* **DATASET CONTENT**:
━━━━━━━━━━
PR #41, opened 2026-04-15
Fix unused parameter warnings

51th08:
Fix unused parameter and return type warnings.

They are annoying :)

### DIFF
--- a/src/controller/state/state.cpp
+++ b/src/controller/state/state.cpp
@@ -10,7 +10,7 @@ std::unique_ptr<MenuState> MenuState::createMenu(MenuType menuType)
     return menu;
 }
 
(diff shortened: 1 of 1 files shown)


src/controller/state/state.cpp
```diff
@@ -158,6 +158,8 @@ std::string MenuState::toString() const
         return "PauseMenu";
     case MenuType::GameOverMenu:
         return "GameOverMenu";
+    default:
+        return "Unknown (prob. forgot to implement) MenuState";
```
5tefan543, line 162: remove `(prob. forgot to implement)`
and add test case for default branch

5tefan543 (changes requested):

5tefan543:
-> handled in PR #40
━━━━━━━━━━
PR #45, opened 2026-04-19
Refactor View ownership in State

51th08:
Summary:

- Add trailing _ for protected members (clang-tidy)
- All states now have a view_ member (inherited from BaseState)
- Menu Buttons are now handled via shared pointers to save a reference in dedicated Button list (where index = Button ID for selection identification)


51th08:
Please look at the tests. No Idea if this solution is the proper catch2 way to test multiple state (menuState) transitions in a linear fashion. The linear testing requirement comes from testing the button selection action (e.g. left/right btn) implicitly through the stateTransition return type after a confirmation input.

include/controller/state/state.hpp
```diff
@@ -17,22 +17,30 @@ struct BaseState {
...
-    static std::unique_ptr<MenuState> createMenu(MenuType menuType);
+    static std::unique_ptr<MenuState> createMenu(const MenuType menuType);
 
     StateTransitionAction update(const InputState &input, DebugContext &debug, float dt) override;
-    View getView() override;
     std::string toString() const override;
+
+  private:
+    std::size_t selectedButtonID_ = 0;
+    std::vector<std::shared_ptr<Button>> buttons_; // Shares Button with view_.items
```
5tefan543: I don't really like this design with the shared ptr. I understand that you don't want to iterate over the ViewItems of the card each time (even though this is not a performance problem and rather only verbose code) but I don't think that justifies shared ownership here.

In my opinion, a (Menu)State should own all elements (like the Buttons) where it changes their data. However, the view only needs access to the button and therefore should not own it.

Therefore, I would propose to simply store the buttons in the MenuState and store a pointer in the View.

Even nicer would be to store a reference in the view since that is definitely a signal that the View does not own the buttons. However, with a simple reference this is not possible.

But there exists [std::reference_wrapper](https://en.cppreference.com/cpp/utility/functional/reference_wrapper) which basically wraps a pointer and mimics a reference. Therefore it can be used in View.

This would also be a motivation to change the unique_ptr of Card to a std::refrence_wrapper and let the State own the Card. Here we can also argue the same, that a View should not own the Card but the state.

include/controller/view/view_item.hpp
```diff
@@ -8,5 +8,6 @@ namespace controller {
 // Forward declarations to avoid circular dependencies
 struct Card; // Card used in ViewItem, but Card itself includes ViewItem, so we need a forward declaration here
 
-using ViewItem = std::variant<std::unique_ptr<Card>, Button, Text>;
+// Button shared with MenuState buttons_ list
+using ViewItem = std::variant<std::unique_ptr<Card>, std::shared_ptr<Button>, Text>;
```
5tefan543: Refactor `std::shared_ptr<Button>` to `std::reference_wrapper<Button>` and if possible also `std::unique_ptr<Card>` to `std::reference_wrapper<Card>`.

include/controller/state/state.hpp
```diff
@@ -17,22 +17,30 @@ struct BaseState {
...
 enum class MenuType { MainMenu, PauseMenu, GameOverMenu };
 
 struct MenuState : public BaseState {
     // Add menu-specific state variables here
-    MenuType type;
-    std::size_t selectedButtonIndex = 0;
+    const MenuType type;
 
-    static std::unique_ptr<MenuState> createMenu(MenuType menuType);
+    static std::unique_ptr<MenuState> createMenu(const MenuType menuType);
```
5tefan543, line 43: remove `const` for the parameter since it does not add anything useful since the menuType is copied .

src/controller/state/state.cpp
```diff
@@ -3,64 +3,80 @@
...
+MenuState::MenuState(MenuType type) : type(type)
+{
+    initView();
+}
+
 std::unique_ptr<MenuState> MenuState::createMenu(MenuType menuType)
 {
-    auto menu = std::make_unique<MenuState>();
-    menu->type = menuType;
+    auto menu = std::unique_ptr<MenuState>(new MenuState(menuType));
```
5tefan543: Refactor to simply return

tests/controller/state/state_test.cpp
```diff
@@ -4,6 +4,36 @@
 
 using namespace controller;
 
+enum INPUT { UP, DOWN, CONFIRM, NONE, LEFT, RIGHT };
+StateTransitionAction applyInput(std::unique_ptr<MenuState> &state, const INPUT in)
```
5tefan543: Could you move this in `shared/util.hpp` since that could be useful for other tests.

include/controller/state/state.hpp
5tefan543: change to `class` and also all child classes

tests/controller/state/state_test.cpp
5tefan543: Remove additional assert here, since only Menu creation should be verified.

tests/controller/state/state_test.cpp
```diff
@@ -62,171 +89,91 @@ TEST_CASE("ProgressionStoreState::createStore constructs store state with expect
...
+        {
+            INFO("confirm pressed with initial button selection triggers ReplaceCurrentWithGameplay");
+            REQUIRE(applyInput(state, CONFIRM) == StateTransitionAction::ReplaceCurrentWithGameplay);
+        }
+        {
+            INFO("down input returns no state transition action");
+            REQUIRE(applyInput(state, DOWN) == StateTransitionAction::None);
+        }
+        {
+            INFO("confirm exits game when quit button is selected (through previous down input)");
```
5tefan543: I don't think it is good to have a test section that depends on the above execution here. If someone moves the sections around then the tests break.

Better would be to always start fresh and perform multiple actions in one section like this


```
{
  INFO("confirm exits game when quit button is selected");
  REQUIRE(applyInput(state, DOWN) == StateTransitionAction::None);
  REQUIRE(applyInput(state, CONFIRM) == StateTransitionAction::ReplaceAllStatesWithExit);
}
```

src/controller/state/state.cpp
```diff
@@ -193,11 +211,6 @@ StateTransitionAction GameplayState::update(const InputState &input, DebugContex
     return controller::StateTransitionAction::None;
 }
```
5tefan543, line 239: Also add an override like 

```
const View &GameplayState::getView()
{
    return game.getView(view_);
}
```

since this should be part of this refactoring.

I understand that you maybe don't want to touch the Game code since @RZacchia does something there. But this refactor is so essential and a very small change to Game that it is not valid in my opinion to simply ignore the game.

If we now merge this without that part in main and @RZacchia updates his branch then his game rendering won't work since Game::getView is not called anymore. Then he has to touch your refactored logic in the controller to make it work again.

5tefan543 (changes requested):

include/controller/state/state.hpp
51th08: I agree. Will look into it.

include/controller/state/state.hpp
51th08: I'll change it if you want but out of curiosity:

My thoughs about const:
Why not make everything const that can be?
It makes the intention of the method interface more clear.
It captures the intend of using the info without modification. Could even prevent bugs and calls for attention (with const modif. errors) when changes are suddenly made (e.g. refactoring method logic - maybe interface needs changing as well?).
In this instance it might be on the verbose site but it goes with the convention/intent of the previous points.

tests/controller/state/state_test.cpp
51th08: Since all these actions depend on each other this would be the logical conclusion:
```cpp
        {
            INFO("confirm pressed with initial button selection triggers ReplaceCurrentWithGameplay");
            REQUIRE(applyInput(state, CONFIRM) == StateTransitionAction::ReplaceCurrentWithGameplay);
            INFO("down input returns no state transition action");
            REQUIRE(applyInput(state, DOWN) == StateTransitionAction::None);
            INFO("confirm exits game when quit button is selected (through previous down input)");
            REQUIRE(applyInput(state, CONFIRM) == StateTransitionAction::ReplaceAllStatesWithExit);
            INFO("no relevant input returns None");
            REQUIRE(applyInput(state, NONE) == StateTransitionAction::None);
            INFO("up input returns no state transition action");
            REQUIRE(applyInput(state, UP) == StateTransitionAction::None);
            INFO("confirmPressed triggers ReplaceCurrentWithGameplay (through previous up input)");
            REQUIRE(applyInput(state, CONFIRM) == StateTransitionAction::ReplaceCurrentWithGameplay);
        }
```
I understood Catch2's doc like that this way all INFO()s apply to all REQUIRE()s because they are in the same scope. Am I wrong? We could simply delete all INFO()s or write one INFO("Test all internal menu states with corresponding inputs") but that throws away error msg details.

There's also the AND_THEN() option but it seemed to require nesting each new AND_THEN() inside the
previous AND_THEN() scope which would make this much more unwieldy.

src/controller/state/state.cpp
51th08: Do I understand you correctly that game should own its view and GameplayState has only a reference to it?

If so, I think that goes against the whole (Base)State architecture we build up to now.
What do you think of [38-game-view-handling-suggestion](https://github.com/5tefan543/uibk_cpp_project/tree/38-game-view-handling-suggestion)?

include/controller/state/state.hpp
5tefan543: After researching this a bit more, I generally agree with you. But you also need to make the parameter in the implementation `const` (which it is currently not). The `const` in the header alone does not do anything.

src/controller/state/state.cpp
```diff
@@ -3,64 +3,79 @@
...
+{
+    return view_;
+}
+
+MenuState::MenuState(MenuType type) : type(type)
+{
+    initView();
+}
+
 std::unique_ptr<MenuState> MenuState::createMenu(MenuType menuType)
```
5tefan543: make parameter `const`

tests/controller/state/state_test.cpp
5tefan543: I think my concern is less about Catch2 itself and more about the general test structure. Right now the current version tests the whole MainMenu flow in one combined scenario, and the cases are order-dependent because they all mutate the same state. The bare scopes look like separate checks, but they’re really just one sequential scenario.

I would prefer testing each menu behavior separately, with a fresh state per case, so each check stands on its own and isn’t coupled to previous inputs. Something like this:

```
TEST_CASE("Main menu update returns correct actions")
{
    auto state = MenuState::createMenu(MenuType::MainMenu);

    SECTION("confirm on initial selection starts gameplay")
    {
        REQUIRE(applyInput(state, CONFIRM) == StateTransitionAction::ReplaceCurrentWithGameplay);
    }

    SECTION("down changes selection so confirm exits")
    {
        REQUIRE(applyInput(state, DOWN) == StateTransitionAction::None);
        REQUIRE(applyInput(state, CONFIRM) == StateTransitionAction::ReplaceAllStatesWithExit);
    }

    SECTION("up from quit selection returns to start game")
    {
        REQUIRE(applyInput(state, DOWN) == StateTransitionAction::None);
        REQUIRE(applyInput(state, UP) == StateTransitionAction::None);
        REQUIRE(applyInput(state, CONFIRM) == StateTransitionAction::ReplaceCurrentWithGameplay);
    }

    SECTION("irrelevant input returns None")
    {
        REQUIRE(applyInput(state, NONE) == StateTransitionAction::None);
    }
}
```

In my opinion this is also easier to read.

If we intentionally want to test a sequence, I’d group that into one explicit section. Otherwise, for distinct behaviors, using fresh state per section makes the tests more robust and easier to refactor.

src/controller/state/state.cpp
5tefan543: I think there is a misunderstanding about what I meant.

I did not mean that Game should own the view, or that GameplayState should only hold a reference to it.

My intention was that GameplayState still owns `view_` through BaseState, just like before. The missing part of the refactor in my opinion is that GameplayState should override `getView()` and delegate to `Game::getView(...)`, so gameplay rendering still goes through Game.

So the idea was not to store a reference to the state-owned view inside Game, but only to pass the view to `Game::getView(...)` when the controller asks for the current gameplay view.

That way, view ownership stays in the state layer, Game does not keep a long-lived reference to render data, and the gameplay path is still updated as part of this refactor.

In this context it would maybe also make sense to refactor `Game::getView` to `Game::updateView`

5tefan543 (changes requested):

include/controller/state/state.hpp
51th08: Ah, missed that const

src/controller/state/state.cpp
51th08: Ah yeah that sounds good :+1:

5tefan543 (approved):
━━━━━━━━━━
* **REQUIRED ACTION**:
Starting from the records above, filter out all lines except those containing the word "unused".

* **RESPONSE**:
Fix unused parameter warnings
Fix unused parameter and return type warnings.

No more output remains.